In this exercise, user can learn how to use Entrez search engine and its associated databases. 


1. Please follow the steps given in simulator tab to open home page of Entrez in your web browser. Which look the same as showed in Figure 1.

Figure 1: Home Page of Entrez


2. User can type any query word in the query box, which will display the list of results associated with that query from all the databases in Entrez. Here in this example the user searches for “insulin” as shown in Figure2.

Figure 2: Search across databases using Entrez


3. The results are displayed with their corresponding number of records (hits) on the left side in rectangular boxes with a short description about each database.

Figure 3: Search results displaying the number of records.


4. Select any database which will display sequence records. Here in this example, the user selecting “Nucleotide” database by clicking on the hyperlink of Nucleotide as shown in Figure 4.


Figure 4: Selecting the Nucleotide database


5. The result page displays the nucleotide database records for different organisms with different features. The selected database will give a message on the top of the page with database name and their corresponding number of records. Along with nucleotide records, it also gives information on EST (Expression Survey Sequence) and GSS (Genome Survey Sequence) as shown in Figure 5.


Figure 5: Displaying the number of records for Nucleotide sequences with EST and GSS


6. The results are displaying with their unique Accession Number and Gene ID number for nucleotide with a short description of number of base pairs. User can filter his results according to their preference by clicking on the “Filter your results” option.


7. User can select a specific organism by selecting on the “Top Organisms” which is displayed on the right side of the result page with their corresponding number of records as shown in Figure 6.


Figure 6: Result Page displaying the nucleotide records


8. The result is displayed in GenBank format, by default as shown in Figure 6. User can switch to FASTA format by clicking on the FASTA option which is displayed on the top. The FASTA format representation is shown in Figure 7 and 8.

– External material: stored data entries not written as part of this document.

PR #1625, opened 2023-09-13
Add paste API endpoint

jdeanwallace:

This PR adds an API endpoint that accepts text, parses each text character to a HID keystroke, and asynchronously sends all keystrokes to the target machine.

### Notes
1. By writing the keystrokes in a background thread, separate from main thread that runs the HTTP server and SocketIO server, we avoid blocking HTTP requests and WebSocket messages ([that unexpectedly disconnected the client during a large paste](https://github.com/tiny-pilot/tinypilot/issues/1026)).
    * The background thread that writes the pasted text, is run in a "fire and forget" manner which means we no longer report on the success or failure of the HID file IO. However, a single write error will abort further keystrokes from being written. 

### Peer testing
You can test this PR on device via the following stacked PR:
* https://github.com/tiny-pilot/tinypilot/pull/1626

<a data-ca-tag href="https://codeapprove.com/pr/tiny-pilot/tinypilot/1625">Review on CodeApprove</a>


jdeanwallace:
##### Automated comment from [CodeApprove ➜](https://codeapprove.com/pr/tiny-pilot/tinypilot/1625)

jdeanwallace (commented):
##### Automated comment from [CodeApprove ➜](https://codeapprove.com/pr/tiny-pilot/tinypilot/1625)



<hr />

In: **Discussion**
> You can observe a similar glitch in your screen recording: starting at 1:05

Oh sorry, this was actually me typing `x` on the keyboard while the paste was happening. I wanted to demonstrate the keyboard was non-blocking during a paste.

 


<hr />

In: **Discussion**
> I pasted this text, and it started to mix the characters in the fifth paragraph, as if the order of the keystrokes was lost for some reason.

That's so strange. I've retried it multiple times on my side, but I'm unable to reproduce the skipping/mixing of characters.

[Screen Recording 2023-09-14 at 18.15.30.mov](https://firebasestorage.googleapis.com/v0/b/codeapprove-prod.appspot.com/o/MTY5NDcxMjMzMzI0Mi1TY3JlZW4gUmVjb3JkaW5nIDIwMjMtMDktMTQgYXQgMTguMTUuMzAubW92.mov?alt=media&token=f7d77f46-b851-43e6-ae0f-2724626b9bdb) 

1. Could you try it on a desktop or laptop as the target machine? We could also ask Dave or Charles to try reproduce too.
1. Does your browser language match the target machine keyboard language? (though I'm not sure how that could screw with character ordering 🤔)

<hr />

In: **app/api.py**:
Done.

<hr />

In: **app/api.py**:
Done.

<hr />

In: **app/request_parsers/paste.py**:
Yeah that would be annoying. I've changed the behavior to collect all unsupported chars before raising an exception.

<hr />

In: **app/request_parsers/paste.py**:

```
> Line 6
def parse_keystrokes(request):
```
Good idea, done.


<hr />

jdeanwallace (commented):
##### Automated comment from [CodeApprove ➜](https://codeapprove.com/pr/tiny-pilot/tinypilot/1625)



<hr />

In: **Discussion**
> I think it’s a good idea to ask someone else to briefly double-check this on their end. If that too confirms that it’s working, then I’d say we have enough evidence to proceed, and that we can then disregard the behaviour that I observed as specific to my non-optimal testing scenario.

Okay cool, I've asked Dave to double check the paste functionality with a "standard" target machine: https://github.com/tiny-pilot/tinypilot/pull/1626#issuecomment-1720974732

<hr />

In: **app/request_parsers/paste.py**:
Oh yeah, I started out using a `set` but then we'd lose ordering so I switched to a list.

I think ordering is somewhat useful to the user if they're going to use our feedback to remove/replace the unsupported characters 🤔

<hr />

In: **app/request_parsers/paste.py**:
But now that I think of it, we can also use a dictionary to preserve ordering and get slightly better performance. Thanks!

mtlynch (commented):
##### Automated comment from [CodeApprove ➜](https://codeapprove.com/pr/tiny-pilot/tinypilot/1625)



<hr />

In: **Discussion**
Thanks for digging further into this!

This is an issue you don't see at all with the currently released implementation, though, right? That's the part that's worrying.

I'm wondering if the workaround should be that we throttle the pasting speed so that we're not steamrolling any apps, even on low-end hardware.

One other thing that might help is reading responses from the host, which we never do:

https://www.rmedgar.com/blog/using-rpi-zero-as-keyboard-send-reports/

I'm wondering if we should also try reading back from the host after every N characters to make sure it's still keeping up with us or something.


<hr />

mtlynch (commented):
##### Automated comment from [CodeApprove ➜](https://codeapprove.com/pr/tiny-pilot/tinypilot/1625)



<hr />

In: **Discussion**
Oh, I see. In that case, I think we should go forward with this and wait to see if we get reports of bad pastes at large sizes of text, and we can try throttling to prevent TinyPilot from overwhelming receiving apps with keystrokes.


<hr />

PR #1631, opened 2023-09-22
Replace pyflakes with ruff

mtlynch:
ruff applies the same checks as pyflakes, but it has additional customizations and supports a wider range of rules.

For now, we're just replacing pyflakes, which doesn't give us much of a speedup, but in subsequent changes, we can replace `isort`, which saves us about 2s on every execution of `build-python`.


mtlynch:
##### Automated comment from [CodeApprove ➜](https://codeapprove.com/pr/tiny-pilot/tinypilot/1631)

PR #1636, opened 2023-09-29
Delete duplicate playwright npm package

mtlynch:
We somehow ended up with two playwright packages, but @playwright/test is the correct one, so we can drop the duplicate.
<a data-ca-tag href="https://codeapprove.com/pr/tiny-pilot/tinypilot/1636">Review on CodeApprove</a>


mtlynch:
Oh, I guess we do need the other one...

Figure 7: Switch to FASTA format by clicking on the FASTA option 


Figure 8: Results displaying FASTA sequence format


9. User can select different tools on the right side of the FASTA sequence page which is giving options to analyze the sequence by performing BLAST, Pick Primers, and Highlight Sequence Features (Figure 9). Selecting these features will redirect it to their homepage from the NCBI website. User can find different articles, associated pathways, Reference Sequence information based on the respective nucleotide of interest.

Figure 9: Displaying different tools to anlyze the sequence data


10. User can select “Display Settings” as Graphics which will display records in its Graphical representation (Figure 10).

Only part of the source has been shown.